▸ What the task requires
Every line in the data below that includes "subscriber" belongs in the answer, copied as it stands.

Dataset items:
PR #543, opened 2020-01-21
subscriber: upgrade to smallvec 1.1.0

djc:
# Motivation

The smallvec 0.6 dependency is causing some duplicate dependencies in quinn. smallvec 1.0 has been released in November, it would be nice not to have to build it twice.

## Solution

Upgrade to the 1.1.0 version from December.

### DIFF
--- a/tracing-subscriber/Cargo.toml
+++ b/tracing-subscriber/Cargo.toml
@@ -36,7 +36,7 @@ tracing-core = "0.1.2"
 # only required by the filter feature
 matchers = { optional = true, version = "0.0.1" }
 regex = { optional = true, version = "1" }
-smallvec = { optional = true, version = "0.6.10"}
+smallvec = { optional = true, version = "1"}
 lazy_static = { optional = true, version = "1" }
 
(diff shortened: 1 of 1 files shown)


tracing-subscriber/Cargo.toml
```diff
@@ -36,7 +36,7 @@ tracing-core = "0.1.2"
 # only required by the filter feature
 matchers = { optional = true, version = "0.0.1" }
 regex = { optional = true, version = "1" }
-smallvec = { optional = true, version = "0.6.10"}
+smallvec = { optional = true, version = "1.1.0"}
```
hawkw: Do you think this should be more permissive (i.e., just "1") to avoid dep duplication in crates depending on 1.0.x? Do we need any APIs added in 1.1.x?

djc: We clearly don't, fair point! I've updated it to require "1".

hawkw: great, looks good to me! merging now!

▸ Result for this task
subscriber: upgrade to smallvec 1.1.0
--- a/tracing-subscriber/Cargo.toml
+++ b/tracing-subscriber/Cargo.toml
tracing-subscriber/Cargo.toml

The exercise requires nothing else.